New York State Assembly, Niagara County
- In office 1846

District attorney of Chenango County
- In office 1828–1829

Member of the House of Representatives from New York's 21st District
- In office March 4, 1823 – March 3, 1825
- Preceded by: Elijah Spencer
- Succeeded by: Elias Whitmore

District attorney of Chenango County
- In office 1822–1823

Personal details
- Born: May 23, 1788 Hillsdale, New York
- Died: December 18, 1862 (aged 74) Buffalo, New York
- Party: Crawford Democratic-Republican
- Spouse: Lavinia Crosby
- Children: Hiram and Lot Jr.
- Occupation: lawyer

= Lot Clark =

American politician (1788–1862)

Lot Clark (May 23, 1788 in Hillsdale, Columbia County, New York – December 18, 1862 in Buffalo, Erie County, New York) was an American lawyer and politician from New York.

==Life==
Clark removed with his parents to Otsego County in 1796. He pursued academic studies and studied law. He was admitted to the bar in 1816, and practiced in Norwich. He married Lavinia Crosby, and their children were Hiram Carter Clark (1816–1891) and Lot Curran Clark (1819–1880).

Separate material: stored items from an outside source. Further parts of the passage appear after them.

PR #360, opened 2019-12-13
Tag images create by WCA with branch name and check that there is enough available PMU counters.

ppalucki:
1. During E2E tests, echa build image will have name of branch as tag
2. Upon starting WCA, perform a check to make sure that there is enough PMU counters available  (assuming 8 for non-ht and 4 for ht enabled platforms, verified on BDX, SKX and CLX)

### DIFF
--- a/Jenkinsfile
+++ b/Jenkinsfile
@@ -238,7 +238,7 @@ pipeline {
                         withCredentials([file(credentialsId: 'specjbb', variable: 'SPECJBB_TAR')]) {
                             sh '''
                             IMAGE_NAME=${DOCKER_REPOSITORY_URL}/wca/specjbb:${GIT_COMMIT}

He was District Attorney of Chenango County in 1822 and 1823.
Clark was elected as a Crawford Democratic-Republican to the 18th United States Congress, holding office from March 4, 1823, to March 3, 1825. He was appointed postmaster of Norwich on April 29, 1825, and served until April 12, 1828. He was again D.A. of Chenango County from 1828 to 1829.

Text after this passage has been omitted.